Problem to solve = Search term "closeOnClickOutside": copy each line of the data containing it.

Data =
PR #1886, opened 2026-02-12
✨(frontend) Move doc modal

AntoLC:
## Purpose

It is not every time easy to move document from the grid with the drag and drop.
We added a search modal to move document.

## Proposal

- [x] search modal to move documents
- [x] confirmation modal if accesses
- [x] access request modal when not enough rights

## Demo

https://github.com/user-attachments/assets/0e76c9fe-8f79-41f2-8363-4eceb57b8665

### DIFF
--- a/src/frontend/apps/impress/src/components/modal/AlertModal.tsx
+++ b/src/frontend/apps/impress/src/components/modal/AlertModal.tsx
@@ -1,4 +1,10 @@
-import { Button, Modal, ModalSize } from '@gouvfr-lasuite/cunningham-react';
+import {
+  Button,
+  ButtonProps,
+  Modal,
+  ModalProps,
+  ModalSize,
+} from '@gouvfr-lasuite/cunningham-react';
 import { ReactNode, useEffect } from 'react';
 import { useTranslation } from 'react-i18next';
 
@@ -10,10 +16,11 @@ export type AlertModalProps = {
   isOpen: boolean;
   onClose: () => void;
   onConfirm: () => void;
+  themeCTA?: ButtonProps['color'];
   title: string;
   cancelLabel?: string;
   confirmLabel?: string;
-};
+} & Partial<ModalProps>;
 
 export const AlertModal = ({
   cancelLabel,
@@ -23,6 +30,8 @@ export const AlertModal = ({
   onClose,
   onConfirm,
   title,
+  themeCTA,
+  ...props
 }: AlertModalProps) => {
   const { t } = useTranslation();
 
@@ -71,13 +80,14 @@ export const AlertModal = ({
           </Button>
           <Button
             aria-label={confirmLabel ?? t('Confirm')}
-            color="error"
+            color={themeCTA ?? 'error'}
             onClick={onConfirm}
           >
             {confirmLabel ?? t('Confirm')}
           </Button>
         </Box>
       }
+      {...props}
     >
       <Box className="--docs--alert-modal">
         <Box>
--- a/src/frontend/apps/impress/src/features/docs/doc-share/components/AlertModalRequestAccess.tsx
+++ b/src/frontend/apps/impress/src/features/docs/doc-share/components/AlertModalRequestAccess.tsx
@@ -1,0 +1,89 @@
+import { Button } from '@gouvfr-lasuite/cunningham-react';
+import { Trans, useTranslation } from 'react-i18next';
+
+import { AlertModal, Box, Icon, Text } from '@/components';
+
+import { useDocAccessRequests } from '../api/useDocAccessRequest';
+
+import { ButtonAccessRequest } from './DocShareAccessRequest';
+
+interface AlertModalRequestAccessProps {
+  docId: string;
+  isOpen: boolean;
+  onClose: () => void;
+  onConfirm: () => void;
+  targetDocumentTitle: string;
+  title: string;
+}
+
+export const AlertModalRequestAccess = ({
+  docId,
+  isOpen,
+  onClose,
+  onConfirm,
+  targetDocumentTitle,
+  title,
+}: AlertModalRequestAccessProps) => {
+  const { t } = useTranslation();
+  const { data: requests } = useDocAccessRequests({
+    docId,
+    page: 1,
+  });
+
+  const hasRequested = !!(
+    requests && requests?.results.find((request) => request.document === docId)
+  );
+
+  return (
+    <AlertModal
+      onClose={onClose}
+      isOpen={isOpen}
+      title={title}
+      aria-label={t('Request access modal')}
+      description={
+        <>
+          <Text $display="inline">
+            <Trans
+              i18nKey="You don't have permission to move this document to <strong>{{targetDocumentTitle}}</strong>. You need edit access to the destination. Request access, then try again."
+              values={{
+                targetDocumentTitle,
+              }}
+              components={{ strong: <strong /> }}
+            />
+          </Text>
+          {hasRequested && (
+            <Text
+              $weight="bold"
+              $margin={{ top: 'sm' }}
+              $direction="row"
+              $align="center"
+            >
+              <Icon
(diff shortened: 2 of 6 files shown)


src/frontend/apps/impress/src/features/docs/docs-grid/components/DocMoveModal.tsx
```diff
@@ -0,0 +1,297 @@
...
+    });
+  };
+
+  return (
+    <>
+      <DocMoveModalStyle />
+      <Modal
+        isOpen={isOpen}
+        onClose={onClose}
+        closeOnClickOutside
```
Ovgodd, line 108: same here

```suggestion
        closeOnClickOutside
        aria-label={t(move-modal)}
```

src/frontend/apps/impress/src/features/docs/doc-share/components/AlertModalRequestAccess.tsx
```diff
@@ -0,0 +1,87 @@
...
+
+  const hasRequested = !!(
+    requests && requests?.results.find((request) => request.document === docId)
+  );
+
+  return (
+    <AlertModal
+      onClose={onClose}
+      isOpen={isOpen}
+      title={title}
```
Ovgodd, line 41: Actually the SR announces [object Object],
This is because the title prop is a ReactNode, and Cunningham internally calls title.toString() to set the dialog's accessible name. Adding an explicit aria-label on the <Modal> fixes it since Cunningham prioritizes it over title.toString().

```suggestion
      title={title}
      aria-label={t('Request access modal')}
```

src/frontend/apps/impress/src/features/docs/docs-grid/components/DocMoveModal.tsx
Ovgodd, line 1: When you press Enter on a doc, it only looks selected visually, the screen reader isn’t notified.

To fix it we can :

- Add an isSelected prop to QuickSearchItem
- Pass it to Command.Item as aria-selected={isSelected}
- Propagate the selected state from DocMoveModal (using docSelected?.id)
- Let QuickSearchGroup pass isSelected to the correct item (via selectedId or a callback)
- This way, the selected item gets aria-selected="true" and the screen reader announces it properly.  

wdyt ?

src/frontend/apps/impress/src/features/docs/doc-share/components/AlertModalRequestAccess.tsx
```diff
@@ -0,0 +1,87 @@
...
+      }
+      confirmLabel={t('Request access')}
+      onConfirm={onConfirm}
+      rightActions={
+        <Box $direction="row-reverse" $gap="small">
+          <ButtonAccessRequest docId={docId} onClick={onConfirm} />
+          <Button
+            aria-label={t('Cancel')}
+            variant="secondary"
+            fullWidth
```
Ovgodd, line 78: It’s good practice to move focus to an interactive element when a modal opens, here, the Cancel button.

- Focusing Cancel is intentional because:
- It provides a safe, non-destructive default action
- It lets keyboard users immediately close the modal with Enter or Space
- It avoids accidentally triggering a primary or destructive action
- It gives screen reader users a clear, actionable starting point inside the dialog

```suggestion
            fullWidth
            autoFocus
```

src/frontend/apps/impress/src/components/modal/AlertModal.tsx
```diff
@@ -43,7 +52,14 @@ export const AlertModal = ({
...
+          <Button
+            aria-label={confirmLabel ?? t('Confirm')}
+            color={themeCTA ?? 'error'}
+            onClick={onConfirm}
+          >
+            {confirmLabel ?? t('Confirm')}
+          </Button>
           <Button
             aria-label={`${t('Cancel')} - ${title}`}
             variant="secondary"
```
Ovgodd, line 74:
```suggestion
            variant="secondary"
            autoFocus
```

src/frontend/apps/impress/src/components/modal/AlertModal.tsx
```diff
@@ -43,7 +52,14 @@ export const AlertModal = ({
         </Text>
       }
       rightActions={
```
Ovgodd, line 70: row-reverse causes the DOM order to differ from the visual order, which breaks tab order for keyboard/screen reader users. 
Actually we have "Cancel > Close > Text > Confirm"

```suggestion
       rightActions={
        <Box $direction="row" $gap="small">
          <Button
            aria-label={`${t('Cancel')} - ${title}`}
            variant="secondary"
            fullWidth
            autoFocus
            onClick={() => onClose()}
          >
            {cancelLabel ?? t('Cancel')}
          </Button>
          <Button
            aria-label={confirmLabel ?? t('Confirm')}
            color={themeCTA ?? 'error'}
            onClick={onConfirm}
          >
            {confirmLabel ?? t('Confirm')}
          </Button>
        </Box>
      }
```

src/frontend/apps/impress/src/features/docs/doc-share/components/AlertModalRequestAccess.tsx
```diff
@@ -0,0 +1,87 @@
...
+                variant="symbols-outlined"
+              />
+              {t('You have already requested access to this document.')}
+            </Text>
+          )}
+        </>
+      }
+      confirmLabel={t('Request access')}
+      onConfirm={onConfirm}
+      rightActions={
```
Ovgodd, line 73: same here : 
broken tab order
```suggestion
      rightActions={
        <Box $direction="row" $gap="small">
          <Button
            aria-label={t('Cancel')}
            variant="secondary"
            fullWidth
            autoFocus
            onClick={onClose}
          >
            {t('Cancel')}
          </Button>
          <ButtonAccessRequest docId={docId} onClick={onConfirm} />
        </Box>
      }
```

src/frontend/apps/impress/src/components/modal/AlertModal.tsx
Ovgodd, line 1: <Modal> sets tabindex="0" on .c__modal__content, making it a tab stop. 

SR users hit the description text when pressing Tab, but only interactive elements should be tabbable. The text is still readable via the SR browse mode (arrow keys). Changing to tabindex="-1" would fix this. 
we could do this : 
```

useEffect(() => {
  if (!isOpen) return;
  const content = document.querySelector('.c__modal__content');
  if (content) {
    content.setAttribute('tabindex', '-1');
  }
}, [isOpen]);

```
Image

Ovgodd (changes requested):
Nice feature! Just a few accessibility improvements to consider.

src/frontend/apps/impress/src/components/modal/AlertModal.tsx
AntoLC: Actually it was by purpose, to have "Confirm" being focused before Cancel. But if Cancel is `autofocus` yes it does not make sense anymore.

src/frontend/apps/impress/src/features/docs/docs-grid/components/DocMoveModal.tsx
AntoLC: The secret 🪄 

https://github.com/suitenumerique/docs/blob/c0d3ac7d4bc2618085df462686d39e55cc63156c/src/frontend/apps/impress/src/components/quick-search/QuickSearch.tsx#L76

src/frontend/apps/impress/src/components/modal/AlertModal.tsx
AntoLC: I made a patch as well to Cunningham as it is the root problem: https://github.com/suitenumerique/cunningham/pull/377/

https://github.com/suitenumerique/docs/blob/f5a6888ca3678feca63637ef873a265d7804ff32/src/frontend/apps/impress/src/components/modal/AlertModal.tsx#L38-L51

Written response =
+        closeOnClickOutside
        closeOnClickOutside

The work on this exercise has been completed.